## Requirement
Reproduce every record exactly as given.

--- Extracted material Enclosed Below ---

PR #11011, opened 2025-03-12
Add person DOB to anonymization dashboard

danieljames-dj:
This was a bug in the previous anonymization dashboard migration because of which the DOB of persons is not shown. I've fixed it now.

There was a similar case in another UI earlier, so I have attempted to reuse the logic.

### DIFF
--- a/app/controllers/tickets_controller.rb
+++ b/app/controllers/tickets_controller.rb
@@ -142,6 +142,8 @@ class TicketsController < ApplicationController
     user, person = user_and_person_from_params
     return if check_errors(user, person)
 
+    person_private_attributes = person&.private_attributes_for_user(current_user)
+
     user_anonymization_checks, user_message_args = user&.anonymization_checks_with_message_args
     person_anonymization_checks, person_message_args = person&.anonymization_checks_with_message_args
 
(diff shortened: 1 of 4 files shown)


app/controllers/tickets_controller.rb
```diff
@@ -154,7 +156,7 @@ def details_before_anonymization
 
     render json: {
       user: user,
-      person: person,
+      person: person&.serializable_hash(private_attributes: person_private_attributes),
```
gregorbg, line 159:
```suggestion
      person: person&.as_json(private_attributes: person_private_attributes),
```

gregorbg: Not a big difference, but more Rails-esque

app/models/person.rb
```diff
@@ -365,6 +365,16 @@ def anonymize
...
   end
 
+  def private_attributes_for_user(user)
+    if user&.wca_id == wca_id || user&.any_kind_of_delegate?
+      %w[dob]
+    elsif user&.can_admin_results?
+      %w[incorrect_wca_id_claim_count dob]
+    else
+      []
+    end
```
gregorbg, line 375: I think you can avoid a whole bunch of `&.` safe-navigation by just checking immediately if the user is nil: `return [] if user.nil?`

gregorbg (changes requested):

app/controllers/tickets_controller.rb
danieljames-dj: Okay changed.

app/models/person.rb
danieljames-dj: Okay changed.

gregorbg (approved):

--- End of Enclosed Extracted material ---

## Completed task
PR #11011, opened 2025-03-12
Add person DOB to anonymization dashboard

danieljames-dj:
This was a bug in the previous anonymization dashboard migration because of which the DOB of persons is not shown. I've fixed it now.

There was a similar case in another UI earlier, so I have attempted to reuse the logic.

### DIFF
--- a/app/controllers/tickets_controller.rb
+++ b/app/controllers/tickets_controller.rb
@@ -142,6 +142,8 @@ class TicketsController < ApplicationController
     user, person = user_and_person_from_params
     return if check_errors(user, person)
 
+    person_private_attributes = person&.private_attributes_for_user(current_user)
+
     user_anonymization_checks, user_message_args = user&.anonymization_checks_with_message_args
     person_anonymization_checks, person_message_args = person&.anonymization_checks_with_message_args
 
(diff shortened: 1 of 4 files shown)


app/controllers/tickets_controller.rb
```diff
@@ -154,7 +156,7 @@ def details_before_anonymization
 
     render json: {
       user: user,
-      person: person,
+      person: person&.serializable_hash(private_attributes: person_private_attributes),
```
gregorbg, line 159:
```suggestion
      person: person&.as_json(private_attributes: person_private_attributes),
```

gregorbg: Not a big difference, but more Rails-esque

app/models/person.rb
```diff
@@ -365,6 +365,16 @@ def anonymize
...
   end
 
+  def private_attributes_for_user(user)
+    if user&.wca_id == wca_id || user&.any_kind_of_delegate?
+      %w[dob]
+    elsif user&.can_admin_results?
+      %w[incorrect_wca_id_claim_count dob]
+    else
+      []
+    end
```
gregorbg, line 375: I think you can avoid a whole bunch of `&.` safe-navigation by just checking immediately if the user is nil: `return [] if user.nil?`

gregorbg (changes requested):

app/controllers/tickets_controller.rb
danieljames-dj: Okay changed.

app/models/person.rb
danieljames-dj: Okay changed.

gregorbg (approved):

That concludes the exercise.